---------- Source information ----------

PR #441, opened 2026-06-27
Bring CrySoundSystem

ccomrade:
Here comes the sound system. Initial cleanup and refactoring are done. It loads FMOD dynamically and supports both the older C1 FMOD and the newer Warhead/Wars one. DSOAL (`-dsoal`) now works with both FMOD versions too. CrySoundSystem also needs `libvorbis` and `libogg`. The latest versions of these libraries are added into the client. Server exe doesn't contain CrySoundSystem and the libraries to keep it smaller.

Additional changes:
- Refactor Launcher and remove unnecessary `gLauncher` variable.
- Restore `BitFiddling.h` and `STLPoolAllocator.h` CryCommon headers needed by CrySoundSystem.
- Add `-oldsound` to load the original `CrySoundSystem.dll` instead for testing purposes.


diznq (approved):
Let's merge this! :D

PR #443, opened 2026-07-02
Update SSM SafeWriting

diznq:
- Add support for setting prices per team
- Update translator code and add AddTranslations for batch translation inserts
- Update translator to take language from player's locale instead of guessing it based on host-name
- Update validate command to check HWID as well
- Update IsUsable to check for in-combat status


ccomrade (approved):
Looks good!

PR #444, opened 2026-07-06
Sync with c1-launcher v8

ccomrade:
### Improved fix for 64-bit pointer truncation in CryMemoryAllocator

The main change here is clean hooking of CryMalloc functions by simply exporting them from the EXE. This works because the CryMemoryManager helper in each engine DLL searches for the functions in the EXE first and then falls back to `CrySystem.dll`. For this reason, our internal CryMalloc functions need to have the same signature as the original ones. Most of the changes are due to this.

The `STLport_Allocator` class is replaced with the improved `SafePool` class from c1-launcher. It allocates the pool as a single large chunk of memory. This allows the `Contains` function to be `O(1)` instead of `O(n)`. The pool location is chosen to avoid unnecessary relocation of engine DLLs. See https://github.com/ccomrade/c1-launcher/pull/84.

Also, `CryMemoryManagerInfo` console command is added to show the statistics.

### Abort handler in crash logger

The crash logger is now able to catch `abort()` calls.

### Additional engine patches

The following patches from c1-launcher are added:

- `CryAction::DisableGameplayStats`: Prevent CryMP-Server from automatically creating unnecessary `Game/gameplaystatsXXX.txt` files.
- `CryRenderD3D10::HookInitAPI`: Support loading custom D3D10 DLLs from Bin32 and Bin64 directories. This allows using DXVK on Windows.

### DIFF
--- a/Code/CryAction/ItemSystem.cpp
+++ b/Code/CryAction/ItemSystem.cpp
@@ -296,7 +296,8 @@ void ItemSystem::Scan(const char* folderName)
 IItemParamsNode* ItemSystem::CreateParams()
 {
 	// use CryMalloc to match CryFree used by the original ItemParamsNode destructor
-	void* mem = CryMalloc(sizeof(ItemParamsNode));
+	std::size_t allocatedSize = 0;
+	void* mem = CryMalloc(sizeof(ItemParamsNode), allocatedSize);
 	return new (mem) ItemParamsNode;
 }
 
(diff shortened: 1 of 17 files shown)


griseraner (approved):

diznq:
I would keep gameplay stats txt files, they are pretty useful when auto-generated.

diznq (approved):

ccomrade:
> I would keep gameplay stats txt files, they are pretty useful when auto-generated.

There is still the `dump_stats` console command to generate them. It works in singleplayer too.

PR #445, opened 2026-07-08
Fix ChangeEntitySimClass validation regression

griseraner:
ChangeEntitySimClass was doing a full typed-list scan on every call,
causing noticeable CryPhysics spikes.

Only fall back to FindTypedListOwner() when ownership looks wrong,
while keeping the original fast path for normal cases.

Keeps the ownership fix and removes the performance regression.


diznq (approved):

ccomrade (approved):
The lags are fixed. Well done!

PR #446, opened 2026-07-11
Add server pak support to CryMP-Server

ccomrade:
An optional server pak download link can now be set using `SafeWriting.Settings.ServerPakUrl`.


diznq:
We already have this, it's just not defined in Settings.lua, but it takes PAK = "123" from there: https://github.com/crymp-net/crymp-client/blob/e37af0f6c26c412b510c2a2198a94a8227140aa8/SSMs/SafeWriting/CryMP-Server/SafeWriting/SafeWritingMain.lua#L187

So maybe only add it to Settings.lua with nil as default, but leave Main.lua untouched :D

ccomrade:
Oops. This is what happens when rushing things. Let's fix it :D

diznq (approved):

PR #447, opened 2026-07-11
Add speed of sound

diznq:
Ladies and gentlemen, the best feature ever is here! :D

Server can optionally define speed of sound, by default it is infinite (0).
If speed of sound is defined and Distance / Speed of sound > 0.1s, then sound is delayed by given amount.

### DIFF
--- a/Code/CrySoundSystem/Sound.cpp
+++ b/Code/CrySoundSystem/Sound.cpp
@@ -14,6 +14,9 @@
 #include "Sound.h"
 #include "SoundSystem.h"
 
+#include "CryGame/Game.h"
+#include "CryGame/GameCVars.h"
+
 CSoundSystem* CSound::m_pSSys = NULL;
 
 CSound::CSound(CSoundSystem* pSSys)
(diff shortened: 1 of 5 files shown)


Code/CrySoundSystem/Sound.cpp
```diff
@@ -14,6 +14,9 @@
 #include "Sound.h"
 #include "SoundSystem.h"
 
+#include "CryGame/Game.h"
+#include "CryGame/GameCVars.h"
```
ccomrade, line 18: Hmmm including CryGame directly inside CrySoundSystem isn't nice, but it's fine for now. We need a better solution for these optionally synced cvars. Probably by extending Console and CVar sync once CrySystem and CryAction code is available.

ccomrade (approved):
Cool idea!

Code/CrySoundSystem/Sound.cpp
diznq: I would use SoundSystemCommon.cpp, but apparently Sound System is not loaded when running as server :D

----------
---------- Source information ----------

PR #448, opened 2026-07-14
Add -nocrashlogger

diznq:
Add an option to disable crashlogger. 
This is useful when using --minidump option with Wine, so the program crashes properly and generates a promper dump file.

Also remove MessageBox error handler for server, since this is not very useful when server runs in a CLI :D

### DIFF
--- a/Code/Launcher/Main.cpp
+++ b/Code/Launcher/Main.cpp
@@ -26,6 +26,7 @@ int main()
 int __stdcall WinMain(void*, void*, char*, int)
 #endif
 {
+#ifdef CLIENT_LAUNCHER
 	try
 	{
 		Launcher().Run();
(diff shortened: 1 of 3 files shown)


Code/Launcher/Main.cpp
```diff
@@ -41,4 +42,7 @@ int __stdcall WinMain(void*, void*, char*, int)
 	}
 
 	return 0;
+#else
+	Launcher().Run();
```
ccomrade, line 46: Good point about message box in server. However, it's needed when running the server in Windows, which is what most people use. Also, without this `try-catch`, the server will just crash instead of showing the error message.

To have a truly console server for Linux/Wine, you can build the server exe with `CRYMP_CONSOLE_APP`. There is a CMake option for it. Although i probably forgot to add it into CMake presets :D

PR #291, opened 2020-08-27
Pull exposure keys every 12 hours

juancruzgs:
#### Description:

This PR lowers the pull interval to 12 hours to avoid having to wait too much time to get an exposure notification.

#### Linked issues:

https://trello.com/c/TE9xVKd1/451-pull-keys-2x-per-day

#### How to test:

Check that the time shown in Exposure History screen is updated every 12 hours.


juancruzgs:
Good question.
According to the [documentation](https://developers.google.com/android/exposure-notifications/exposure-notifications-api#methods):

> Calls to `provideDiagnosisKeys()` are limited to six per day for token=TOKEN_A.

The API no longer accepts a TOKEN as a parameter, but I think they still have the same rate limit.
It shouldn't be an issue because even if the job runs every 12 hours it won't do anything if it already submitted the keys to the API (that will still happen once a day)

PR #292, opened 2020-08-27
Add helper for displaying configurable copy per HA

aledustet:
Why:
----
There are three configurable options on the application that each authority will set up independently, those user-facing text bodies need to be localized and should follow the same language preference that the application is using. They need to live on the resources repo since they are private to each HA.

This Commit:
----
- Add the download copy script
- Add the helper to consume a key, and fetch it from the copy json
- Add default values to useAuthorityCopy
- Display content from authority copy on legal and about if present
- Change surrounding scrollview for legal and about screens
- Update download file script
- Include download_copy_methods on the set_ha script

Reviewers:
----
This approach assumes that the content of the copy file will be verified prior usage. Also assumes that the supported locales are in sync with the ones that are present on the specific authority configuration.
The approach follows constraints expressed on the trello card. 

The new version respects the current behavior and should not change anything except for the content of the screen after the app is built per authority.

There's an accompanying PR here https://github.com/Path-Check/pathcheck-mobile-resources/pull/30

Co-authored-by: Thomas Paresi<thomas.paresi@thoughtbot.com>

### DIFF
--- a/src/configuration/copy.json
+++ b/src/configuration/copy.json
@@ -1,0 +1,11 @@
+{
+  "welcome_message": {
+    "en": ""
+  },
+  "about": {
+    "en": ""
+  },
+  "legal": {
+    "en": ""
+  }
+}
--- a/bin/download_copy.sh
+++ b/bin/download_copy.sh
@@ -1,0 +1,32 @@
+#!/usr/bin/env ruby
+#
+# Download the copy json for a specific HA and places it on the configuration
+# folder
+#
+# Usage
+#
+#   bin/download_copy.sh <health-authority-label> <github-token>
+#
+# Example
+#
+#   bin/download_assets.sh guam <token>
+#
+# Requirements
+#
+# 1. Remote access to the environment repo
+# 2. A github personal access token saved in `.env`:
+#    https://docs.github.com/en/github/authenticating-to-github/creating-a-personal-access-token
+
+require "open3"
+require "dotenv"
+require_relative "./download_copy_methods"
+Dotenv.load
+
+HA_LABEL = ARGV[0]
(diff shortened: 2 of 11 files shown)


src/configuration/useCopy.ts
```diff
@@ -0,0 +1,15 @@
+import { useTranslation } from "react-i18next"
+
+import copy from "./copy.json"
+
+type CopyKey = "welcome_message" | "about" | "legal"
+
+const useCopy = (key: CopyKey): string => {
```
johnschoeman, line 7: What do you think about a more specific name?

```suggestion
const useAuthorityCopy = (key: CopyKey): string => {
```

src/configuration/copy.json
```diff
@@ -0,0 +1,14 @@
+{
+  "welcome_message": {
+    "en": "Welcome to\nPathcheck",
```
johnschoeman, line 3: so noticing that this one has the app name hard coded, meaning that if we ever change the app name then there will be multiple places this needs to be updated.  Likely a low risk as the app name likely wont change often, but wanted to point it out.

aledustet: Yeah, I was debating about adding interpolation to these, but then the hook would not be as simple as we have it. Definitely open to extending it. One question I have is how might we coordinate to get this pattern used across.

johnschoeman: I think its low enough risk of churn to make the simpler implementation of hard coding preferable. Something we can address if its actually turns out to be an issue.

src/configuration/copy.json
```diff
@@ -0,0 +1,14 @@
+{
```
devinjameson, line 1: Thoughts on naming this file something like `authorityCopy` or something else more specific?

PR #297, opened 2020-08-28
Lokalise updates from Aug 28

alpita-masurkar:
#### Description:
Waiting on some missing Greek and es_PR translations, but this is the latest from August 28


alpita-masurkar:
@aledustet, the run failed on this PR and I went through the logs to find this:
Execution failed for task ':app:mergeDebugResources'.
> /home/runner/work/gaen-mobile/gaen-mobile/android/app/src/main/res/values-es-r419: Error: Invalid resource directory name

----------
---------- Source information ----------

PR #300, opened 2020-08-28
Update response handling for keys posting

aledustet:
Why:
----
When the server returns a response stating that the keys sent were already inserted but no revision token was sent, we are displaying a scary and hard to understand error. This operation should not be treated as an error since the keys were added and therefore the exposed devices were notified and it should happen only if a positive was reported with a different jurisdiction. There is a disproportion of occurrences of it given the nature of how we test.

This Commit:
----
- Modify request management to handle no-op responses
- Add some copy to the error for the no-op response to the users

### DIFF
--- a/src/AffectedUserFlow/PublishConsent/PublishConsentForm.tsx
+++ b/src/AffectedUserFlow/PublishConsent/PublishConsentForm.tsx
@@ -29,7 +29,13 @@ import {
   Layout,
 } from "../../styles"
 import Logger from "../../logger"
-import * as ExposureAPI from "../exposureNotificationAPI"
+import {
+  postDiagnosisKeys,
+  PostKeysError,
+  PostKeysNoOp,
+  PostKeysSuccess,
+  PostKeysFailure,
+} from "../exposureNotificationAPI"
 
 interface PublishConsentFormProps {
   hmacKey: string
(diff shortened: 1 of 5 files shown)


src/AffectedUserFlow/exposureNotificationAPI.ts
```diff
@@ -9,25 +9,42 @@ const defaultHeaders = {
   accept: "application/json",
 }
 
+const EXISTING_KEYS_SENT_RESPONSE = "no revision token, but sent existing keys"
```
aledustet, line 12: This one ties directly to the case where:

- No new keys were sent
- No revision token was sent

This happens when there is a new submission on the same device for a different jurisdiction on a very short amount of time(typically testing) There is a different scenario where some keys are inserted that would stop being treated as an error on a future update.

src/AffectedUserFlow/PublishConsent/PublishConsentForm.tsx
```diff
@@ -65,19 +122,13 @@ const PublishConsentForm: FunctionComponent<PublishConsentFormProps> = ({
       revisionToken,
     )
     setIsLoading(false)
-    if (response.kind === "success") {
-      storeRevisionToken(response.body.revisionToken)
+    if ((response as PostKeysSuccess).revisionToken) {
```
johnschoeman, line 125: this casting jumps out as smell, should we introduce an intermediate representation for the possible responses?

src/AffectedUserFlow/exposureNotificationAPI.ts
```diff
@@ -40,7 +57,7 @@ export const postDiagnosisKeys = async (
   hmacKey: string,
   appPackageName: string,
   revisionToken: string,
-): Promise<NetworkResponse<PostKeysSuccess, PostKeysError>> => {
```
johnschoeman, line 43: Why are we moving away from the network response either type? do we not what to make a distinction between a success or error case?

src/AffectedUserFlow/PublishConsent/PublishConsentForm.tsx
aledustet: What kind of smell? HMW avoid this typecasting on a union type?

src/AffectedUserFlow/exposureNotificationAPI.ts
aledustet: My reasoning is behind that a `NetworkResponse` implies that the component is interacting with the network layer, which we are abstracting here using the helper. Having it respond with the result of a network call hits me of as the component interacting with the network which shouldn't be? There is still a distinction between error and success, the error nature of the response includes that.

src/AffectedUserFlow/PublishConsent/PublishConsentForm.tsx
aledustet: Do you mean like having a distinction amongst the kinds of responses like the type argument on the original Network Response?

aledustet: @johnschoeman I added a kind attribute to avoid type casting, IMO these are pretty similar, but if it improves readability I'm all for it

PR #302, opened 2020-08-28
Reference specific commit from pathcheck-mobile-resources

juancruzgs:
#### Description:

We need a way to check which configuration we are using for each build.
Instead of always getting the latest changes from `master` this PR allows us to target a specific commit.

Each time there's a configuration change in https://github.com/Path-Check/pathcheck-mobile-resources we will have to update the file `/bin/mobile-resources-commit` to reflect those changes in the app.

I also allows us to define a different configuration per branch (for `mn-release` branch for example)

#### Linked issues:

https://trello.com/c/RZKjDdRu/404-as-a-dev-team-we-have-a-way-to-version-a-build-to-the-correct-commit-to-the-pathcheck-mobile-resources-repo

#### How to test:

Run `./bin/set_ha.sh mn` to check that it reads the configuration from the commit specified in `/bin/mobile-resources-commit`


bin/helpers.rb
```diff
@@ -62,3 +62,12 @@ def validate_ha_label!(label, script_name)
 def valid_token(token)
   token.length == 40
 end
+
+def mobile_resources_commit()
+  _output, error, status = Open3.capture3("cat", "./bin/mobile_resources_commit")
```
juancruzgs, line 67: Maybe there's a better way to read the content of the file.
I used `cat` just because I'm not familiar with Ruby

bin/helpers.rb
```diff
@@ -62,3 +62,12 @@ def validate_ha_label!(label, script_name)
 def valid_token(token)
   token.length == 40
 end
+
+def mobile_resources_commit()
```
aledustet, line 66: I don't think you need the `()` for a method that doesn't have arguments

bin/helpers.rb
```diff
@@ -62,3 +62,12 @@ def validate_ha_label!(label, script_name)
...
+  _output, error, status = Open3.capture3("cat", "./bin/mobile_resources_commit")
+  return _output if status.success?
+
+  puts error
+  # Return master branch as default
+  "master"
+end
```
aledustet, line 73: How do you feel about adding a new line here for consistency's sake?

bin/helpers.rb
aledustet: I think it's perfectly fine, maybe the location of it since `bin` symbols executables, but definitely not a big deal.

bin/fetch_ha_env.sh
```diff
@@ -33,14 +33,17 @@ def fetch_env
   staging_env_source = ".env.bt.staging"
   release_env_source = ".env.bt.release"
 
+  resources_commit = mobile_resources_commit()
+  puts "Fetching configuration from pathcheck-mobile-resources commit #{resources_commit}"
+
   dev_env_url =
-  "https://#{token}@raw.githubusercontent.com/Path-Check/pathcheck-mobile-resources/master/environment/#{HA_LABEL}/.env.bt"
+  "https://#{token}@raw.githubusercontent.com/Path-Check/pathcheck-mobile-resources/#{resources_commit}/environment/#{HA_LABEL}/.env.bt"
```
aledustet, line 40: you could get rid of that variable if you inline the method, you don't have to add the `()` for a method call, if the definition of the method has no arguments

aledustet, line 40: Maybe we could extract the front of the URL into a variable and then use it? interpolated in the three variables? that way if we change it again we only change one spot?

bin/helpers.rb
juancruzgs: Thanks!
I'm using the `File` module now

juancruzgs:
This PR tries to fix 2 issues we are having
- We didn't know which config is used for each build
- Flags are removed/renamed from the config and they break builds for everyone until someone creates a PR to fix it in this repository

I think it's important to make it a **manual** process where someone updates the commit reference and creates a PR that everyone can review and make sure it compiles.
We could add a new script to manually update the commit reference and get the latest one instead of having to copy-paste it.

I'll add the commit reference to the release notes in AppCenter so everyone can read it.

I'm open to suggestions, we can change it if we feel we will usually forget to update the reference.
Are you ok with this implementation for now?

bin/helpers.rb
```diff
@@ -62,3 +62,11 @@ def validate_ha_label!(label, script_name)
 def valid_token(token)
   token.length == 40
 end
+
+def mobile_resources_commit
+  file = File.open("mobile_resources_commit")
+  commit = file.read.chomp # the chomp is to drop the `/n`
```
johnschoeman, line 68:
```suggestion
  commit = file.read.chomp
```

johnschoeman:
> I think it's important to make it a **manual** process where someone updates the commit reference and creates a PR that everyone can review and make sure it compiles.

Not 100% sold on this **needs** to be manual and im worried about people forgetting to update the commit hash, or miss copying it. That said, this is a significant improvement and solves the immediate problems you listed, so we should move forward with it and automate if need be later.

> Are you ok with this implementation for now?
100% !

----------

What lines of the material contain "distinction"? Show them.

johnschoeman, line 43: Why are we moving away from the network response either type? do we not what to make a distinction between a success or error case?
aledustet: My reasoning is behind that a `NetworkResponse` implies that the component is interacting with the network layer, which we are abstracting here using the helper. Having it respond with the result of a network call hits me of as the component interacting with the network which shouldn't be? There is still a distinction between error and success, the error nature of the response includes that.
aledustet: Do you mean like having a distinction amongst the kinds of responses like the type argument on the original Network Response?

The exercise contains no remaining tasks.